Computational Screening of Ti3C2TX MXene by Controlling the Functionalized Catalyst for NH3 Gas Sensor

First‐principles calculations are used to research the adsorption behavior of ammonia on Ti 3 C 2 O 2 , Ti 3 C 2 F 2 , Ti 3 C 2 H 2 , Ti 3 C 2 S 2 , and Ti 3 C 2 Cl 2 . Herein, a total of four special adsorption sites α , β , γ , and δ are considered. The adsorption energy, charge transfer, and electronic properties of the gas‐adsorption system are calculated, and the better adsorption sites and adsorption functional groups of ammonia on Ti 3 C 2 T X with different functional groups are studied. The results show that the best adsorption positions of ammonia on Ti 3 C 2 O 2 , Ti 3 C 2 F 2 , Ti 3 C 2 H 2 , Ti 3 C 2 S 2 , and Ti 3 C 2 Cl 2 are all α position.

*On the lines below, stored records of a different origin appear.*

PR #19096, opened 2019-08-23
keybase_service_base: assure the current device can migrate

strib:
Before taking the migration lock on the server, assure ourselves that the current device has read access to the TLF and thus can perform the migration.  Right now it's possible for a new device, that hasn't been keyed for the TLF yet, to get the migration request, take the lock, and then fail to perform the migration.  This locks out any future rekeys that would make the TLF readable, since there's nothing that automatically releases the lock when the migration rekey fails to happen.

Issue: HOTPOT-552

### DIFF
--- a/go/kbfs/libkbfs/folder_branch_ops.go
+++ b/go/kbfs/libkbfs/folder_branch_ops.go
@@ -8393,6 +8393,17 @@ func (fbo *folderBranchOps) getMDForMigrationLocked(
 	return md, nil
 }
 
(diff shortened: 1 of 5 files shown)


strib:
> LGTM, although it sounds like a good idea to have some auto-unlock mechanism too...

Yeah, right now I'm manually unlocking things once in a while.  It would be nice to have, but it wouldn't help much in these cases because it's a race, and the same device could just take the lock again right away.

PR #19108, opened 2019-08-24
Fix contact search results and service map rendering

zapu:
This should fix a non-deterministic search result bug that @malgorithms has ran into, where if you have results with the same score coming from contact search, scrolling down the list to fetch new results would yield a list with these contact new results not being at the end.

Also fix service icons in user result rows to always show up in specific ordering.


zapu:
cc @keybase/react-hackers

PR #19110, opened 2019-08-24
New chat status: use Banner, new small prop 

cecileboucheron:
@keybase/react-hackers


mmaxim:
Does this maintain the same height?

cecileboucheron:
It's slightly bigger, I find the current design too thin. I made a new "small" version of Banner that uses BodyTiny and is half the usual height.

PR #19112, opened 2019-08-25
just bail out of here if the message is not valid

mmaxim:
Fixes a crasher handling pushes.


MarcoPolo:
Made those changes here as well https://github.com/keybase/client/pull/19088/commits/2e0db18318638a587f2ba8bb9d6ab8868fc5eccf

PR #19117, opened 2019-08-26
Fix white rabbit on Linux, change "Keybase & Contacts" on desktop

zapu:
cc @keybase/react-hackers @keybase/picnicsquad

Made a separate `ContinueButton` component so we can use unicode emoji characters on mobile but Kb.Emoji objects on desktop. This is to keep things consistent across platforms - some Linux distributions do not include emoji fonts, and if they do, the quality varies. Using Kb.Emoji ensures that same rabbit emoji will be displayed everywhere. But Kb.Emoji inside of Kb.Button does not seem to render on mobile.


shared/team-building/email-input/index.tsx
```diff
@@ -87,12 +87,16 @@ const EmailInput = ({namespace}: EmailInputProps) => {
...
-            onClick={onSubmit}
-            disabled={!canSubmit}
-          />
+          <Kb.Button fullWidth={true} onClick={onSubmit} disabled={!canSubmit}>
+            <Kb.Text type="BodyBig" style={styles.continueButton}>
+              Continue
+            </Kb.Text>
+            {Flags.wonderland && (
+              <Kb.Text type="BodyBig" style={styles.rabbitEmoji}>
+                <Kb.Emoji size={16} emojiName="rabbit2" />
```
zapu: These don't seem to display on mobile...

zapu:
cc @keybase/react-hackers ready for review, it's not needed for mobile release but it would be great if we could get it in for PC. Look into squad-picnic Keybase channel to see what the issue is about

PR #19124, opened 2019-08-26
Use Kb.Emoji in New Chat button on desktop

zapu:


zapu:
cc @keybase/picnicsquad @keybase/react-hackers

PR #460, opened 2017-11-29
Fix wrong doc in hello-libs' README.md

ggfan:
Fix https://github.com/googlesamples/android-ndk/issues/459.  The documentation is wrong actually ( not just "failed to mention..." ). Fixed with PR,  if Studio's cmake port could directly pack it, that would be handy.
@mondaugen  please take a look.


ggfan:
@mwgray, may you kindly take a look? thanks

PR #461, opened 2017-11-30
add abspath workaround for windows ndk-build projects

ggfan:
tested: Windows & Mac OS

This is mainly to fix ndk-build under windows. The 240 is magic number for file path, abspath helps. refer to:
  http://gnu-make.2324884.n4.nabble.com/using-realpath-abspath-in-3-81-td13798.html
at the bottom of the thread is the workaround, works fine for this case.


synthesisGoogle:
LGTM

PR #462, opened 2017-12-01
Minor update gles3jni to use version 3.2 headers for API 24+

ggfan:
mainly to address issue: https://github.com/googlesamples/android-ndk/issues/350
There is validation usage for various ndk versions, but the sample content no change ( not exploring any of the new functionalities inside gles32)


ggfan:
@hak PLAT, thx

PR #471, opened 2017-12-13
Remove the deprecating armeabi ABI from build

ggfan:


ggfan:
Purpose:
- remove armeabi
- use default for ABI when possible for samples ( for r16, the default is x86, x86-64, armeabi-v7a, arm64-v8a)
- For ndk-build + gradle, remove explicit clang usage since it is default for r16

will add another branch to deal with CMake's usage for default stl and compiler after fully configuring one or two samples.

@DanAlbert  @jomof please take a look

hello-jni/app/build.gradle
```diff
@@ -58,16 +52,10 @@ android {
...
-            dimension 'cpuArch'
-            ndk {
-                abiFilters 'mips', 'mips64'
-            }
-        }
         universal {
             dimension 'cpuArch'
             ndk {
-                abiFilters 'mips', 'mips64', 'x86', 'x86_64'
+                abiFilters 'x86', 'x86_64'
```
DanAlbert: What's this? How is it universal if it only targets half of the architectures?

other-builds/ndkbuild/hello-neon/app/build.gradle
```diff
@@ -37,10 +37,6 @@ android {
             dimension "abi"
             ndk.abiFilters 'armeabi-v7a'
         }
-        x86 {
```
DanAlbert: I don't speak gradle, but isn't this removing support for x86* from this sample?

hello-jni/app/build.gradle
ggfan: this is just an example to show that application could pick up any kinds of combination of the ABI into flavor build.

other-builds/ndkbuild/hello-neon/app/build.gradle
ggfan: this is a battle: like not to build for x86 as the performance number on x86 is slower than the C version of the sample;  it makes great senses for armeabi-v7a though.

DanAlbert: So? It's a sample. If the NEON emulation performance isn't even good enough for a sample we should just remove it entirely.

hello-jni/app/build.gradle
DanAlbert: I still don't understand how this is in any way "universal", but it's not related to the rest of the patch, so whatever. Should probably add some comments explaining why this is the way it is (I sure don't understand it and as far as gradle knowledge goes, I am the target user of the samples), but that can be a different patch.

other-builds/ndkbuild/hello-neon/app/build.gradle
ggfan: probably the best action now is: keep the x86 build as-is ( the purpose of the PR is to get rid of the warning of armeabi in r16).
created a bug to look at it deeply:  https://github.com/googlesamples/android-ndk/issues/472

hello-jni/app/build.gradle
ggfan: yeah, will look at that with next patch for the compiler and stl default handling.

PR #477, opened 2017-12-27
Update hello-neon README.md to call out release build

ggfan:
This is mainly to clarify https://github.com/googlesamples/android-ndk/issues/474 to use release ( signed APK ) when comparing performance numbers.


ggfan:
Only readme file change, merging it in.

PR #482, opened 2018-01-06
Cleaning up gles3jni sample, details in:

ggfan:
Details in:
    https://github.com/googlesamples/android-ndk/issues/481
The usage of dynamic detection of ES3 is for the case:
  1) want to BUILD APK to support platforms less than API_LEVEL 18; in this case, NDK could only support ES2 header/lib files
  2) the sample APK, when RUNNING on API_LEVEL >= 18 ( for example, Android-27),  could use OpenGL ES3 ( which is for sure available ); but since APK was building with an API_LEVEL that does not have ES3 header/lib, App needs to load the lib and add header file in itself code.

The original comment is confusing, hope this clarifies the things.  The source is shared by 3 build systems( why need 3 ?), so the other 2 build scripts also need to be changed. But this change is good change, I believe.

@ethteck  PTAL: if no objections, I will merge it in, Thanks!


ethteck:
Thanks for clearing everything up! Looks great.

PR #495, opened 2018-02-12
add ndkbuild for nn_sample in master branch

ggfan:
Kind of addressing https://github.com/googlesamples/android-ndk/issues/494, giving NN a special treatment: for new projects we are recommending to use cmake to build.


ggfan:
@mwgray

PR #501, opened 2018-02-23
Set float when requesting FP16 pixel format

courtney-g:
Set color component type to fload for FP16 not 10:10:10:2.
Also set color component type to fixed for all other modes just to
be complete.


ggfan:
Thank you Courtney, you are fast.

According to the analysis of differential charge density, adsorption energy, and charge transfer of ammonia molecules, the adsorption strength of ammonia molecules on Ti 3 C 2 surfaces modified with different functional groups is Ti 3 C 2 H 2 > Ti 3 C 2 O 2 > Ti 3 C 2 F 2 > Ti 3 C 2 S 2 > Ti 3 C 2 Cl 2 . The ammonia molecule adsorbs on the surface of Ti 3 C 2 H 2 exhibits the strongest adsorption energy (−0.787 eV), but the −H group is more likely to break and form other groups. Therefore, the Ti 3 C 2 surface modified by −O group is more suitable for ammonia detection.